# Work to be completed:
Write out the entries below once more, exactly.

# Material shown:
PR #4131, opened 2016-12-25
Fixes #17842 - Adds 'type = compute_resource' to Audit search

shlomizadok:


tbrisker:
@shlomizadok How about adding all the missing types?

test/models/concerns/audit_extensions_test.rb
```diff
@@ -41,4 +41,9 @@ def setup
     FactoryGirl.create :lookup_value, :lookup_key_id => key.id, :value => false, :match => "hostgroup=Common"
     refute_empty Audit.search_for("type = lookupvalue")
   end
+
+  test "search for type=compute_resource in audit" do
+    FactoryGirl.create(:ec2_cr)
+    refute_empty Audit.search_for("type = compute_resource")
```
tbrisker, line 47: `assert_empty` before the creation please to make sure that it isn't empty because the creation added an entry.

shlomizadok: I do not care if it is empty... I just want to ensure I have at least one when I search. 
The purpose of this test is to ensure I can seach Audit by type=compute_resource

shlomizadok:
@tbrisker - each type at a time :smile:

test/models/concerns/audit_extensions_test.rb
ohadlevy: also would be nice to show that you search for different compute resource types ?(e.g. that STI works correctly).

PR #4132, opened 2016-12-26
Fixes #4238 - Prevent login brute forcing

tbrisker:
After 5 failed attempts from the same ip, login will be blocked for 5
minutes.

### DIFF
--- a/app/controllers/users_controller.rb
+++ b/app/controllers/users_controller.rb
@@ -2,6 +2,7 @@ class UsersController < ApplicationController
   include Foreman::Controller::AutoCompleteSearch
   include Foreman::Controller::UsersMixin
   include Foreman::Controller::Parameters::User
+  include Foreman::Controller::BruteforceProtection
 
   skip_before_action :require_mail, :only => [:edit, :update, :logout]
   skip_before_action :require_login, :authorize, :session_expiry, :update_activity_time, :set_taxonomy, :set_gettext_locale_db, :only => [:login, :logout, :extlogout]
@@ -64,6 +65,14 @@ class UsersController < ApplicationController
   # Stores the user id in the session and redirects required URL or default homepage
   def login
     User.current = nil
+
+    if bruteforce_attempt?
+      inline_error _("Too many tries, please try again in a few minutes.")
+      log_bruteforce
+      render :layout => 'login', :status => :unauthorized
+      return
+    end
+
     if request.post?
       backup_session_content { reset_session }
       intercept = SSO::FormIntercept.new(self)
@@ -75,6 +84,7 @@ class UsersController < ApplicationController
       if user.nil?
         #failed to authenticate, and/or to generate the account on the fly
         inline_error _("Incorrect username or password")
+        count_login_failure
         redirect_to login_users_path
       else
         #valid user
--- a/app/controllers/api/base_controller.rb
+++ b/app/controllers/api/base_controller.rb
@@ -2,6 +2,7 @@ module Api
   #TODO: inherit from application controller after cleanup
   class BaseController < ActionController::Base
     include ApplicationShared
+    include Foreman::Controller::BruteforceProtection
 
     protect_from_forgery
     force_ssl :if => :require_ssl?
@@ -167,7 +168,14 @@ module Api
     end
 
     def authorize
+      if bruteforce_attempt?
+        log_bruteforce
+        render_error('unauthorized', :status => :unauthorized)
+        return false
+      end
+
       unless authenticate
+        count_login_failure
         render_error('unauthorized', :status => :unauthorized, :locals => { :user_login => @available_sso.try(:user) })
         return false
       end
--- a/app/controllers/concerns/foreman/controller/bruteforce_protection.rb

# Answer to this problem:
PR #4131, opened 2016-12-25
Fixes #17842 - Adds 'type = compute_resource' to Audit search

shlomizadok:


tbrisker:
@shlomizadok How about adding all the missing types?

test/models/concerns/audit_extensions_test.rb
```diff
@@ -41,4 +41,9 @@ def setup
     FactoryGirl.create :lookup_value, :lookup_key_id => key.id, :value => false, :match => "hostgroup=Common"
     refute_empty Audit.search_for("type = lookupvalue")
   end
+
+  test "search for type=compute_resource in audit" do
+    FactoryGirl.create(:ec2_cr)
+    refute_empty Audit.search_for("type = compute_resource")
```
tbrisker, line 47: `assert_empty` before the creation please to make sure that it isn't empty because the creation added an entry.

shlomizadok: I do not care if it is empty... I just want to ensure I have at least one when I search. 
The purpose of this test is to ensure I can seach Audit by type=compute_resource

shlomizadok:
@tbrisker - each type at a time :smile:

test/models/concerns/audit_extensions_test.rb
ohadlevy: also would be nice to show that you search for different compute resource types ?(e.g. that STI works correctly).

PR #4132, opened 2016-12-26
Fixes #4238 - Prevent login brute forcing

tbrisker:
After 5 failed attempts from the same ip, login will be blocked for 5
minutes.

### DIFF
--- a/app/controllers/users_controller.rb
+++ b/app/controllers/users_controller.rb
@@ -2,6 +2,7 @@ class UsersController < ApplicationController
   include Foreman::Controller::AutoCompleteSearch
   include Foreman::Controller::UsersMixin
   include Foreman::Controller::Parameters::User
+  include Foreman::Controller::BruteforceProtection
 
   skip_before_action :require_mail, :only => [:edit, :update, :logout]
   skip_before_action :require_login, :authorize, :session_expiry, :update_activity_time, :set_taxonomy, :set_gettext_locale_db, :only => [:login, :logout, :extlogout]
@@ -64,6 +65,14 @@ class UsersController < ApplicationController
   # Stores the user id in the session and redirects required URL or default homepage
   def login
     User.current = nil
+
+    if bruteforce_attempt?
+      inline_error _("Too many tries, please try again in a few minutes.")
+      log_bruteforce
+      render :layout => 'login', :status => :unauthorized
+      return
+    end
+
     if request.post?
       backup_session_content { reset_session }
       intercept = SSO::FormIntercept.new(self)
@@ -75,6 +84,7 @@ class UsersController < ApplicationController
       if user.nil?
         #failed to authenticate, and/or to generate the account on the fly
         inline_error _("Incorrect username or password")
+        count_login_failure
         redirect_to login_users_path
       else
         #valid user
--- a/app/controllers/api/base_controller.rb
+++ b/app/controllers/api/base_controller.rb
@@ -2,6 +2,7 @@ module Api
   #TODO: inherit from application controller after cleanup
   class BaseController < ActionController::Base
     include ApplicationShared
+    include Foreman::Controller::BruteforceProtection
 
     protect_from_forgery
     force_ssl :if => :require_ssl?
@@ -167,7 +168,14 @@ module Api
     end
 
     def authorize
+      if bruteforce_attempt?
+        log_bruteforce
+        render_error('unauthorized', :status => :unauthorized)
+        return false
+      end
+
       unless authenticate
+        count_login_failure
         render_error('unauthorized', :status => :unauthorized, :locals => { :user_login => @available_sso.try(:user) })
         return false
       end
--- a/app/controllers/concerns/foreman/controller/bruteforce_protection.rb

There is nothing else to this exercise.